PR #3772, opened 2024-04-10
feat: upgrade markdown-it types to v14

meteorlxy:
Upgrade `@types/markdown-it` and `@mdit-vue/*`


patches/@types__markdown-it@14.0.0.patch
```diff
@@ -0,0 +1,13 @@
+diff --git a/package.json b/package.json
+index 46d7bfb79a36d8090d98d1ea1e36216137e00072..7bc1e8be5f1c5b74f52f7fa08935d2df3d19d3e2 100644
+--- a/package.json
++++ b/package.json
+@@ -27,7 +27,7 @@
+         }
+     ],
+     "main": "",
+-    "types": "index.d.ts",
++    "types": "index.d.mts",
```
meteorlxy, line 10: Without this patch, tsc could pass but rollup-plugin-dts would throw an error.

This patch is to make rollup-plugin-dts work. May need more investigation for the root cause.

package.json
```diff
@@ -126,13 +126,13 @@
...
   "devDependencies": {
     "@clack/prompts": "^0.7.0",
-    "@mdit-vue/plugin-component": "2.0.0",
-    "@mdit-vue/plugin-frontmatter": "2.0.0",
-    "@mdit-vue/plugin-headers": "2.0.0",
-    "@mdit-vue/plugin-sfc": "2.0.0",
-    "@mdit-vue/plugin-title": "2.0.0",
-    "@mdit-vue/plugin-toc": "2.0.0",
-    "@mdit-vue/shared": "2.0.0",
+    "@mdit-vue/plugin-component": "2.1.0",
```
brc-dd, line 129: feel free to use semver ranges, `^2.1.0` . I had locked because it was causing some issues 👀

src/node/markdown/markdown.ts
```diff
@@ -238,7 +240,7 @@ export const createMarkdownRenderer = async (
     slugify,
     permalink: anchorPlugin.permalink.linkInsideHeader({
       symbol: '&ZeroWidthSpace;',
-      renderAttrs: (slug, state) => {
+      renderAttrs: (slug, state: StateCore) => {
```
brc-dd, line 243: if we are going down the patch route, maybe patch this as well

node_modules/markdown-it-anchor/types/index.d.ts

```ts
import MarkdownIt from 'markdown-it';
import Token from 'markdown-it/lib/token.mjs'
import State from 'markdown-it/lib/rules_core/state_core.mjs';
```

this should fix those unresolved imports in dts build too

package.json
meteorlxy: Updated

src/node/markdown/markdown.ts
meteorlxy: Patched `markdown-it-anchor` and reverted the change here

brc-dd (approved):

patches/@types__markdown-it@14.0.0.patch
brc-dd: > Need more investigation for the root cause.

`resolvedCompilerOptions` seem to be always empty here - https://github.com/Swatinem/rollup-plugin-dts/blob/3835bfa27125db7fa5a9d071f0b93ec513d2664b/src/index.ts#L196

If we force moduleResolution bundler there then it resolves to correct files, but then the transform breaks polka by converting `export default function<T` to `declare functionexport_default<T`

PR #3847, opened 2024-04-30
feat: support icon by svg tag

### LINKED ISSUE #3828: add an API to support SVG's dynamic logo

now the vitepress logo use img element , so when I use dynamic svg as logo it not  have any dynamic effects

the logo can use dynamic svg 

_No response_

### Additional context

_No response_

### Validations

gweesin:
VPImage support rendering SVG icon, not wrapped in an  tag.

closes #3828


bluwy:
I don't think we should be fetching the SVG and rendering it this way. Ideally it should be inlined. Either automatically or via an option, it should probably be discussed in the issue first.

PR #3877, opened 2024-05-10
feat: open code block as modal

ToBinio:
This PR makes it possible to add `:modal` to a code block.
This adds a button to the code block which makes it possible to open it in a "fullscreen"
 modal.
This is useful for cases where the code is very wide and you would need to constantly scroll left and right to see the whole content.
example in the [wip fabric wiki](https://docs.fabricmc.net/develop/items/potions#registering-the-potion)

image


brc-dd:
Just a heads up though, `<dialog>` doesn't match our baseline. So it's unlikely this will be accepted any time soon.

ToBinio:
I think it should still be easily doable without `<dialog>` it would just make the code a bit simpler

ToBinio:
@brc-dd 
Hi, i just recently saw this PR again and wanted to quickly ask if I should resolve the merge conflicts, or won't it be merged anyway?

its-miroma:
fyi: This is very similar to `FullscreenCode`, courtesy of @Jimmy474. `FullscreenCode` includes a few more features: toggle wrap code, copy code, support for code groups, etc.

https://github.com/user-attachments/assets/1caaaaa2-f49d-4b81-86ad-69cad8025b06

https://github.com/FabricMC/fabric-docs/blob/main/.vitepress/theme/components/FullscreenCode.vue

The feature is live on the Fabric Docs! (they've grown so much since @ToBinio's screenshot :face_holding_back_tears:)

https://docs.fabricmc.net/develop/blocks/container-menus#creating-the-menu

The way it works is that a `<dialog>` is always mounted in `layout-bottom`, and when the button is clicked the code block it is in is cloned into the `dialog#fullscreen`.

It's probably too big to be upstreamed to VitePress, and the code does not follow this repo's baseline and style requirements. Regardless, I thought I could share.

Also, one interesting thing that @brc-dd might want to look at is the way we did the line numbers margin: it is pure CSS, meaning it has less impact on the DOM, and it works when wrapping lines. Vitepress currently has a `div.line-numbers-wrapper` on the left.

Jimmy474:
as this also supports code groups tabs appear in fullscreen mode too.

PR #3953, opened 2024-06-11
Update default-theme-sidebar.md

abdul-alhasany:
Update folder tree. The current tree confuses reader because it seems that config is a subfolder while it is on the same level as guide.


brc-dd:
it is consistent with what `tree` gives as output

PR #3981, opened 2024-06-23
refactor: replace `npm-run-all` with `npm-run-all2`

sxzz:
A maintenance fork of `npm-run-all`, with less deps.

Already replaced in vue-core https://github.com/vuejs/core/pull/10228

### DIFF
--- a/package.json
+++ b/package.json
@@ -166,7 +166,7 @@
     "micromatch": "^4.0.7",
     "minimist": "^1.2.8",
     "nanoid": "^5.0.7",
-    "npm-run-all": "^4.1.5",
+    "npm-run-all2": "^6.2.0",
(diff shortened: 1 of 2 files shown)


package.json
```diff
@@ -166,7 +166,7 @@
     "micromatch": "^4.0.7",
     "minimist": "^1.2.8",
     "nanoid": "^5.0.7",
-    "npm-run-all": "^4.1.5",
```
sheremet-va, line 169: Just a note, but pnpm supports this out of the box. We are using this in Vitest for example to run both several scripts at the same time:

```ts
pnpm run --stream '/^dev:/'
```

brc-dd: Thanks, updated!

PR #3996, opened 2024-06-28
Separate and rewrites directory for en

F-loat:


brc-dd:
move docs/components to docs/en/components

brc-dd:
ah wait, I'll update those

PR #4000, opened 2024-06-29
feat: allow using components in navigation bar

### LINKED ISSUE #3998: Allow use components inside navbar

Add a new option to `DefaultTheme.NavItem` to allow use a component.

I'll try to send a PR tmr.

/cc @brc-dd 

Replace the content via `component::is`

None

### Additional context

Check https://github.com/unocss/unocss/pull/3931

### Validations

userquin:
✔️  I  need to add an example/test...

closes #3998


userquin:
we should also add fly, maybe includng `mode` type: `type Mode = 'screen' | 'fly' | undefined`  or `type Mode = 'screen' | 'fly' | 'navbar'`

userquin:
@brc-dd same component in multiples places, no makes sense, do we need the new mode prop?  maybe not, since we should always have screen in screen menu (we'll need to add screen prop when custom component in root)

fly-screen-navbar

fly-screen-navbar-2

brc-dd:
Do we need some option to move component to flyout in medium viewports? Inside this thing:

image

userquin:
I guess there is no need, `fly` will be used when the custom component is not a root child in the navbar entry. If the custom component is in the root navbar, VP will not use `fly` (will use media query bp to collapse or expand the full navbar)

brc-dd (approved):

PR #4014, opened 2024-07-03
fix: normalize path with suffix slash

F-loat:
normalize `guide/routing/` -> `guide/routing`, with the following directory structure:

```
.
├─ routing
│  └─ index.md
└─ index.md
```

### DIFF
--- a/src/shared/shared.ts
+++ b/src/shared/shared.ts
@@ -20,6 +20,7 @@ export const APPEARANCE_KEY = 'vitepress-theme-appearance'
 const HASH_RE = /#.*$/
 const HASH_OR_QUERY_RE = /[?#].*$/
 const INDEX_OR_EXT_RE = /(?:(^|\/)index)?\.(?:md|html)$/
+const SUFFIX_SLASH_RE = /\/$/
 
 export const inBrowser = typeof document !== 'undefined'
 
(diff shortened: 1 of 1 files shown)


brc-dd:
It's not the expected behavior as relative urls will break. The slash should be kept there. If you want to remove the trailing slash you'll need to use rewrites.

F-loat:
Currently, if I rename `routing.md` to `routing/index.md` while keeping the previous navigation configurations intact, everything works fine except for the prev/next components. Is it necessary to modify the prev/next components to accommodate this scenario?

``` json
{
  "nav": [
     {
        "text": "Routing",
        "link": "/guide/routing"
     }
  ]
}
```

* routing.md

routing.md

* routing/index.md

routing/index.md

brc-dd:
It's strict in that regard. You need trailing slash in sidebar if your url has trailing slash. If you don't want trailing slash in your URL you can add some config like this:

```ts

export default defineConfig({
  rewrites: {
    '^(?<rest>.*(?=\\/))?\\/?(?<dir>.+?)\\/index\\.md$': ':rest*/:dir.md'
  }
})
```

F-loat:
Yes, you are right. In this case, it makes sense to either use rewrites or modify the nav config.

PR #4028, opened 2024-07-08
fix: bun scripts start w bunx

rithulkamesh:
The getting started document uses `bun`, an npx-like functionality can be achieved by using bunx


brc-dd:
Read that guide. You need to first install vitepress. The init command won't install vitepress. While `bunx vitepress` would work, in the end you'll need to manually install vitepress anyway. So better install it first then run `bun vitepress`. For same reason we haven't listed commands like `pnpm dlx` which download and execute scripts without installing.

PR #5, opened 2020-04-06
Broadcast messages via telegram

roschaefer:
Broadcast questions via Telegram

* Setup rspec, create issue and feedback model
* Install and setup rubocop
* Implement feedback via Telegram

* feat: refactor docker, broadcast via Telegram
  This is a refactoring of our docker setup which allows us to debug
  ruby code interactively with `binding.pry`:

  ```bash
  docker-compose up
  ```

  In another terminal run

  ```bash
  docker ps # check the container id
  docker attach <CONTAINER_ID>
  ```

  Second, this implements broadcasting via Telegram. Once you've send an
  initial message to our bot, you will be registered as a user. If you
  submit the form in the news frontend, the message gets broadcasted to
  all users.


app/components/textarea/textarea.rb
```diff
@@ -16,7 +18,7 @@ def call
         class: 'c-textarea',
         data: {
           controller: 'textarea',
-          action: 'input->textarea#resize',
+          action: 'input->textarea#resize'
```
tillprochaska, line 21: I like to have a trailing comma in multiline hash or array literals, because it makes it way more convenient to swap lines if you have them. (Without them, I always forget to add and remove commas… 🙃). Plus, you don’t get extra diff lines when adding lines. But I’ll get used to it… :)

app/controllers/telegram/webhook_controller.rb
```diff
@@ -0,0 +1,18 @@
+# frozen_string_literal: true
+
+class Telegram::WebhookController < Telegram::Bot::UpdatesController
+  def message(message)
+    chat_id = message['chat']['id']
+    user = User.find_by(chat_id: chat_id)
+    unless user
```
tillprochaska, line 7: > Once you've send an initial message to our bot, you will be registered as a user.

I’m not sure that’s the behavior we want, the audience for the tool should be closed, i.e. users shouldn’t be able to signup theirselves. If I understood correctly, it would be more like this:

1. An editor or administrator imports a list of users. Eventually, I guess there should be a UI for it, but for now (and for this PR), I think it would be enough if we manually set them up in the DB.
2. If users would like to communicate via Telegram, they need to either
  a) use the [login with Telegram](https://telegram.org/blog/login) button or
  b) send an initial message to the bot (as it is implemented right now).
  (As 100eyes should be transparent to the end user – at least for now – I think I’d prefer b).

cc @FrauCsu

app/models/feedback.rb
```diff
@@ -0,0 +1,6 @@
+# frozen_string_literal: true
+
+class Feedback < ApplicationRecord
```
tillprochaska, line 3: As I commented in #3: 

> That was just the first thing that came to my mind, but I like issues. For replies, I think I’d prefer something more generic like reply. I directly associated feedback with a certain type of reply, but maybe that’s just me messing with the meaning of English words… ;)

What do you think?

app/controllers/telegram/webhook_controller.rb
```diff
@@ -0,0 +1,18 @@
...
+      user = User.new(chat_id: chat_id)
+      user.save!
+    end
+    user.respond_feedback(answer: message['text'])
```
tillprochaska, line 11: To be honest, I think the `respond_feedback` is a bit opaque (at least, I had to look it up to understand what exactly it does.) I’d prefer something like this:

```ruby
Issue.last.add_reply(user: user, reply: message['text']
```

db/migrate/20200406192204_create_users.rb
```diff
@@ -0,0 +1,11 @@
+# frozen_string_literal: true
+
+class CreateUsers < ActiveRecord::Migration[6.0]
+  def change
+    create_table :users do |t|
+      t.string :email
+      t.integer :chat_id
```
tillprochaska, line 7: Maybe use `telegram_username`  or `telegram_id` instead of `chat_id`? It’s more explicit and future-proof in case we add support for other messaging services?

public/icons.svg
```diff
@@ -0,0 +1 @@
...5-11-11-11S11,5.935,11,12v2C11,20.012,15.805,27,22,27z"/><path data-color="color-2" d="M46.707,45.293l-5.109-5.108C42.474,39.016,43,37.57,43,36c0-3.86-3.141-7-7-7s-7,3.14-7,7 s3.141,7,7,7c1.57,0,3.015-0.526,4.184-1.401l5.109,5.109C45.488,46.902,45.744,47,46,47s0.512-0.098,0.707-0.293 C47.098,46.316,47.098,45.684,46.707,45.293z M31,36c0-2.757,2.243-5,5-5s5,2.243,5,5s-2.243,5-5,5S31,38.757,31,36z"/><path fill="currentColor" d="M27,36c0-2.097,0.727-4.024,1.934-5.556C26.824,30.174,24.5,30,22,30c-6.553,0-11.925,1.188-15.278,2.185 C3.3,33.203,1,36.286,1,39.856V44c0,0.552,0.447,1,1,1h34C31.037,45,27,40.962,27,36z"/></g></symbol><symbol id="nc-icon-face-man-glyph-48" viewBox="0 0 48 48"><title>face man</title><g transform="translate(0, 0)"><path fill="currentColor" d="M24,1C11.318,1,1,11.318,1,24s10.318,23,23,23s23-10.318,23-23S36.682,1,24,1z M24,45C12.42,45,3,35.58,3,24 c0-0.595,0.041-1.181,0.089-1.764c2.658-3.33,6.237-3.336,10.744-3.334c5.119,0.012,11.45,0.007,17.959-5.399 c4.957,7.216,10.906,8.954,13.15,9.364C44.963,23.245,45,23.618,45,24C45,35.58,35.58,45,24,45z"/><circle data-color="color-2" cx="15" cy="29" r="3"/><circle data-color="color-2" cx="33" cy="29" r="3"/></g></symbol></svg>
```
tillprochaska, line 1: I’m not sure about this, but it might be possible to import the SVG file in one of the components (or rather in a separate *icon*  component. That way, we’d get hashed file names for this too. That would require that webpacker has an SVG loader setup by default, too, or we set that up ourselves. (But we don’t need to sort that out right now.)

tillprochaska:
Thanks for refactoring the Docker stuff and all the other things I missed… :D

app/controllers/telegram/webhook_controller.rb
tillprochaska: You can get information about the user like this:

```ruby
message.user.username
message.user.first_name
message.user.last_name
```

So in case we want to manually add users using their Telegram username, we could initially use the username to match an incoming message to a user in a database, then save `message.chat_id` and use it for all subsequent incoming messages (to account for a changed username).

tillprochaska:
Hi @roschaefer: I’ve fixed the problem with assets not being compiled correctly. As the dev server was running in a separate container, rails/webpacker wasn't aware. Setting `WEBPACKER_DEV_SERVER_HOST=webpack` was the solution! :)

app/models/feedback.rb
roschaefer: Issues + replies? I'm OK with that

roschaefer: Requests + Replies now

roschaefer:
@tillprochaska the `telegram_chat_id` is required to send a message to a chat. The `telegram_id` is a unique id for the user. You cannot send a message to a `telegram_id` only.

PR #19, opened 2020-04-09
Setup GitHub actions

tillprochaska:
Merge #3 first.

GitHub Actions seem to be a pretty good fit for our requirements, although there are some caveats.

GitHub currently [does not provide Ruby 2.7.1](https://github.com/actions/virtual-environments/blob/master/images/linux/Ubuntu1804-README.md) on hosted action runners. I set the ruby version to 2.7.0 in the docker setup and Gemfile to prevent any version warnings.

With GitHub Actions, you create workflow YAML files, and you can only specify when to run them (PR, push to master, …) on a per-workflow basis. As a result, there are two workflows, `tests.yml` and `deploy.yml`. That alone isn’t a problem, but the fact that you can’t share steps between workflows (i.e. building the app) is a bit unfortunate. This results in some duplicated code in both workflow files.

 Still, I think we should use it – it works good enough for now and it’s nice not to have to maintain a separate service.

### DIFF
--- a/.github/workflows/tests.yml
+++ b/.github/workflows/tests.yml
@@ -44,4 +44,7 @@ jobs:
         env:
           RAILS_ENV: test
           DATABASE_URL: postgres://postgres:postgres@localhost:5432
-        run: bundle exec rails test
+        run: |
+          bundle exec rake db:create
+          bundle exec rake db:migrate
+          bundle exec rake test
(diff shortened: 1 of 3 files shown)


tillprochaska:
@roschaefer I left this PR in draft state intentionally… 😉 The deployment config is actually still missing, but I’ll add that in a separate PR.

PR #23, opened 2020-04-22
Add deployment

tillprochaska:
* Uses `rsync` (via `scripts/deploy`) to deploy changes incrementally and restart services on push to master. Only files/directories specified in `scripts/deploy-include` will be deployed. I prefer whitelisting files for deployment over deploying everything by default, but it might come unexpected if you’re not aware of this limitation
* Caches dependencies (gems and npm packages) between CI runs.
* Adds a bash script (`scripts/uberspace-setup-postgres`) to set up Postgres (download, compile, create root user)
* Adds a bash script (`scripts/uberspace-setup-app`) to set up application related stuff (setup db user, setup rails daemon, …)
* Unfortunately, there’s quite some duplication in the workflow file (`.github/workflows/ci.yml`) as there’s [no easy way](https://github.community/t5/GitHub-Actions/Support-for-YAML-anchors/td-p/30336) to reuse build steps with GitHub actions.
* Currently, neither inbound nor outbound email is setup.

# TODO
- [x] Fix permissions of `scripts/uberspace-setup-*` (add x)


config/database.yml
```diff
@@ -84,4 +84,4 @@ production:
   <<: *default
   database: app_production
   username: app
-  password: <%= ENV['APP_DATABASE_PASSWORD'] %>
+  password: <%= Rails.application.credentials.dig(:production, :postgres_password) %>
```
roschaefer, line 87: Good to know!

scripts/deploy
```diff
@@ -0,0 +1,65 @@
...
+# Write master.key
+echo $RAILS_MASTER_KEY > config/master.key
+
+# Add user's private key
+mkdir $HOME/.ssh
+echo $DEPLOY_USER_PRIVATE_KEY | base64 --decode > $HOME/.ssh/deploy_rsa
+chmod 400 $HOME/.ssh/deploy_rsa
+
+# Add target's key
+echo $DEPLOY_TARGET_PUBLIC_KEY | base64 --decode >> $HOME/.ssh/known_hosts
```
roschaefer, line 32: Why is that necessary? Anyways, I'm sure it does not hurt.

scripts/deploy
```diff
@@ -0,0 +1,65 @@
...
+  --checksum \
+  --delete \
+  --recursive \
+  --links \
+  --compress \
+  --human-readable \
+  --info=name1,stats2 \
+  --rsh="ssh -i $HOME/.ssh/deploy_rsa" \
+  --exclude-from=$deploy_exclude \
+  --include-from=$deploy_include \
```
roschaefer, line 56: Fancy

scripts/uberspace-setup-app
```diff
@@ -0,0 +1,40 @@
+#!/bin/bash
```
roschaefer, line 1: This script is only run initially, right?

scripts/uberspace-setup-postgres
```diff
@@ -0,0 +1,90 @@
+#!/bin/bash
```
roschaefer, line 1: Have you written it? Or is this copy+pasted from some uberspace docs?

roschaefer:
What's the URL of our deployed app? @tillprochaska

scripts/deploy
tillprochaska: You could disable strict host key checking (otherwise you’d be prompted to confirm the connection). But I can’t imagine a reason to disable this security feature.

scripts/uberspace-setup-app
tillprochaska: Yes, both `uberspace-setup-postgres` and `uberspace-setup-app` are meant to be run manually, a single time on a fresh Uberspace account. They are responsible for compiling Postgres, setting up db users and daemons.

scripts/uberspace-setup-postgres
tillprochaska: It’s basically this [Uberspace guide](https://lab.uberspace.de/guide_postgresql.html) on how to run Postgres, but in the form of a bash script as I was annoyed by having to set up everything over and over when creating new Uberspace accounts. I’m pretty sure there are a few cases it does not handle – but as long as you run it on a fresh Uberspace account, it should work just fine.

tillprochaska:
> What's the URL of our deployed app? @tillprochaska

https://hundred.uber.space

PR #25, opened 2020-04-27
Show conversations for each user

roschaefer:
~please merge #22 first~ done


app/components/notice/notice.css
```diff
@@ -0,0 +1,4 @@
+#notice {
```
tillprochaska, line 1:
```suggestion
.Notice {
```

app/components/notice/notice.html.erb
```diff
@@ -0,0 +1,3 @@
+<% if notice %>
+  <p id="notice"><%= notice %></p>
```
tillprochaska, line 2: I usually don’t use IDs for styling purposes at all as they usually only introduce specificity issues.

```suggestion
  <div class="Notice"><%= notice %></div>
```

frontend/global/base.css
-----
**What is needed**
Your reply should hold only the lines from the first line of the records through the one with "brc-dd, line 129: feel", reproduced word for word.

**Reply**
PR #3772, opened 2024-04-10
feat: upgrade markdown-it types to v14

meteorlxy:
Upgrade `@types/markdown-it` and `@mdit-vue/*`


patches/@types__markdown-it@14.0.0.patch
```diff
@@ -0,0 +1,13 @@
+diff --git a/package.json b/package.json
+index 46d7bfb79a36d8090d98d1ea1e36216137e00072..7bc1e8be5f1c5b74f52f7fa08935d2df3d19d3e2 100644
+--- a/package.json
++++ b/package.json
+@@ -27,7 +27,7 @@
+         }
+     ],
+     "main": "",
+-    "types": "index.d.ts",
++    "types": "index.d.mts",
```
meteorlxy, line 10: Without this patch, tsc could pass but rollup-plugin-dts would throw an error.

This patch is to make rollup-plugin-dts work. May need more investigation for the root cause.

package.json
```diff
@@ -126,13 +126,13 @@
...
   "devDependencies": {
     "@clack/prompts": "^0.7.0",
-    "@mdit-vue/plugin-component": "2.0.0",
-    "@mdit-vue/plugin-frontmatter": "2.0.0",
-    "@mdit-vue/plugin-headers": "2.0.0",
-    "@mdit-vue/plugin-sfc": "2.0.0",
-    "@mdit-vue/plugin-title": "2.0.0",
-    "@mdit-vue/plugin-toc": "2.0.0",
-    "@mdit-vue/shared": "2.0.0",
+    "@mdit-vue/plugin-component": "2.1.0",
```
brc-dd, line 129: feel free to use semver ranges, `^2.1.0` . I had locked because it was causing some issues 👀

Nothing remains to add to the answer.